"A mathematician is a device for turning coffee into theorems." - Paul Erdös
There exists two types of mathematicians. Those we call constructivists, who consider an object exists if and only if you can clearly build it; and those we call non-constructivists, who in contrast, allow objects to exists even if a clear form isn't explicitly provided. It so happens that the probabilistic method is highly appreciated by non-constructivists (including myself). I always enjoyed when a mathematical approach does not require one to identify an object for proving its existence. However, just as strong induction, contradiction or direct proof, the probabilistic method enables you to rigorously prove mathematical propositions as we will demonstrate using classical examples.
Roots of the method
The probabilistic method shows its first signs of life during the year 1943 when Tibor Szele starts manifesting interest in the problem of counting Hamiltonian cycles $H_T(n)$ within a tournament, i.e., in a complete graph graph endowed with an orientation. That year, he showed $$H_T(n) = n!2^{-(n-1)},$$ using (you guessed it) a probabilistic argument. Four years later, the great Paul Erdös championed the method and even began to use it at each combinatorics conference he would attend to. His goal? To find counterexamples to each speakers' propositions. With time, the name of Erdös completely overshadowed the one of Szele and, to this day, most consider the method really started in 1947. The true beauty of this approach resides in its simplicity: the entire method is based on the single following statement
Let $\Omega$ be a set of object. If a randomly chosen object $\omega \in \Omega$ satisfies a property $(\mathcal P)$ with probability $p > 0$, then there must exists an $\omega' \in \Omega$, satisfying $(\mathcal P)$.

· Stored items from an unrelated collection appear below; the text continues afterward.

PR #226, opened 2021-03-01
gravel/glass: mark deployment ready once we finish deploying services

### LINKED ISSUE #205: gravel: /api/status does not report 'ready' stage
After bootstrapping and deploying a CephFS service the `/api/status` endpoint always returns `bootstrapped` in `deployment_state.stage`. At some point the `ready` stage is expected to be returned.

jecluis:
Once we finish deploying services, ensure we mark the deployment as finished.

Resolves #205 

### DIFF
--- a/src/gravel/controllers/bootstrap.py
+++ b/src/gravel/controllers/bootstrap.py
@@ -77,6 +77,15 @@ class Bootstrap:
 
         return True
 
+    async def mark_finished(self) -> bool:
+        stage: DeploymentStage = gstate.config.deployment_state.stage
+        if stage == DeploymentStage.ready:
+            return True
+        elif stage != DeploymentStage.bootstrapped:
+            return False
+        gstate.config.set_deployment_stage(DeploymentStage.ready)
+        return True
+
     async def get_stage(self) -> BootstrapStage:
         return self.stage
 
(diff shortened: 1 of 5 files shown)


src/gravel/controllers/bootstrap.py
```diff
@@ -77,6 +77,15 @@ async def bootstrap(self) -> bool:
 
         return True
 
+    async def mark_finished(self) -> bool:
+        stage: DeploymentStage = gstate.config.deployment_state.stage
+        if stage == DeploymentStage.ready:
+            return True
+        elif stage != DeploymentStage.bootstrapped:
+            return False
```
mgfritch, line 85: it feels as if `DeploymentStage.ready` really is the same as `DeploymentStage.bootstrapped` ...

src/gravel/controllers/bootstrap.py
```diff
@@ -77,6 +77,15 @@ async def bootstrap(self) -> bool:
...
+        gstate.config.set_deployment_stage(DeploymentStage.ready)
```
mgfritch, line 86: is it really necessary to have the web client set the ready flag? ... maybe it should be set at the end of a successful bootstrap?

src/gravel/controllers/bootstrap.py
jecluis: it isn't though - bootstrapped means we can now start deploying services, whereas 'ready' means we have gone through the whole installer.

src/gravel/controllers/bootstrap.py
jecluis: and then we have no idea if we have already went through the whole installer. :shrug:

jhesketh: Maybe we need to separate the concept of deployment_stage from "wizard/installer stage"?

jecluis:
@votdev can you check if this makes sense to you?

votdev (approved):

PR #232, opened 2021-03-01
gravel: cephfs create: ignore output from mgr call

### LINKED ISSUE #230: gravel: Can't create CephFS
**Describe the bug**
Can't create CephFS which had worked last Tuesday. Now I get first few tries an error 500 Internal Server Error than a 428 Precondition Required.

Running with "./run_aquarium.sh -d --with-system-deps" I got not more input than without debugging only:
`INFO:     192.168.121.193:34428 - "POST /api/services/create HTTP/1.1" 500 Internal Server Error`
or
`INFO:     192.168.121.193:34780 - "POST /api/services/create HTTP/1.1" 428 Precondition Required`

**To Reproduce**
Have a new cluster and try to create a new CephFS service.

**Expected behavior**
Create a working CephFS service.

jecluis:
It seems the behavior of 'fs volume create' changed beneath us and no
longer outputs any information. Ignore any possible output, and instead
rely solely on its return code.

Resolves #230

### DIFF
--- a/src/gravel/controllers/orch/cephfs.py
+++ b/src/gravel/controllers/orch/cephfs.py
@@ -33,14 +33,11 @@ class CephFS:
             "name": name
         }
         try:
-            res = self.mgr.call(cmd)
+            # this is expected to be a silent command
+            self.mgr.call(cmd)
         except CephCommandError as e:
             raise CephFSError(e) from e
-        # this command does not support json at this time, and will output
-        # free-form text instead. We are not going to parse it, but we'll make
-        # sure we've got something out of it.
-        assert "result" in res
-        assert len(res["result"]) > 0
+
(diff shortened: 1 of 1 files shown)


Devp00l (commented):
It worked for the first creation :D but not for the second.. For the second creation I got "428 Precondition Required".

sebastian-philipp:
https://github.com/ceph/ceph/pull/39147

jecluis:
> It worked for the first creation :D but not for the second.. For the second creation I got "428 Precondition Required".

The real bug here is not exposing the reasons why these things are failing (will open issues and work on different PRs), but the 428 is not a bug. It's actually a result from having too many PGs being created in the cluster.

Error status propagation needs to be clearer and better.

Devp00l (approved):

A shorter version by Dr. Robert Kübler reads: "If an object exists with positive probability, it exists.", shedding some light on the true essence of this approach.
A colorful first example
Most textbooks introducing the method begin with a problem involving the coloring of a family of objects with given size. For short:
Problem 1: Let $X$ be a finite set of objects, and fix $d \ge 2$. Consider a family $\mathcal F$ of $d-$sets on $X$ such that $|\mathcal F| = m$. If, $m \le 2^{d-1}$, then the family $\mathcal F$ is $2-$colorable
A few definitions are in order. First, we call a familly "2-colorable" if there exists a coloring of $X$, $\chi : X \longrightarrow \{R, B\}$ such that for each element $A_i \in \mathcal F$, both colors appear in $A_i$. Let us prove that robabilistic method to prove this result, then we should define carefully our goals. We precisely want to show that there exists some sort of coloring, the probabilistic method suggests us to consider $\Omega = \{R, B\}^X$ the set of all 2-colorings on $X$ as well a property $(\mathcal P)$ $$(\mathcal P_\chi) : \text{"} \chi \text{ makes the family } \mathcal F \text{ is monochromatic"}.$$ It now suffices to pick a random coloring $\chi \in \Omega$, and a few basic computations show that $$\mathbb P \bigr( \mathcal P_\chi \bigr) > 1 - m2^{1-d}$$ Here comes the punchline: Recall $m \le 2^{d-1}$ or put differently $-m \ge -2^{d-1}$ hence $$\mathbb P \bigl( \mathcal P_\chi \bigl) > 1 - 2^{d-1}\cdot 2^{1-d} = 0$$ Et voilà! Since $\mathbb P \bigr( \mathcal P_\chi \bigr) > 0$ we can conclude about the existence of a coloring $\omega \in \Omega$ such that $\mathcal F$ is 2-colorable.